PR #83, opened 2016-03-23
tlt-2376: edit course details - fixes course members count 

elliottyates:
(fixes bug TLT-2532)
- the course people tool/page excludes source=xreg course member records; this fix updates the count in the edit course people link to also exclude xreg records


eparker71:
:+1:

PR #84, opened 2016-03-23
Sprint 44 TLT-2376 Revert to using datatables default styling

rascalking:
(depends on https://github.com/Harvard-University-iCommons/django-icommons-ui/pull/79)

So, it turns out the column width issue (sizing them based on the headers, not the data) wasn't due to the styling library, it was because datatables changed the semantics of what it expected for the `deferLoading` option.  That must have been causing some internal error that DT swallowed, which resulted in the bad widths.  Removing it exposed a separate bug, that we were calling `$scope.$apply()` from within our ajax callback, and that might be happening when angular is already in a digest cycle.  Applying the standard "wrap it in `$timeout(..., 0)` instead" fix resolved the issue, and got us back to a sane column width.

We could probably go back and *reapply* the bootstrap styling, but a) I'm tired of messing with this for no real reason, b) a quick straw poll shows people prefer the default stying, and c) this means there should be no user-visible changes from our library upgrades.


elliottyates:
:+1:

• Your goal: Which lines of the data include the string "fixes"? Copy each of them.

• Task response:
tlt-2376: edit course details - fixes course members count 
(fixes bug TLT-2532)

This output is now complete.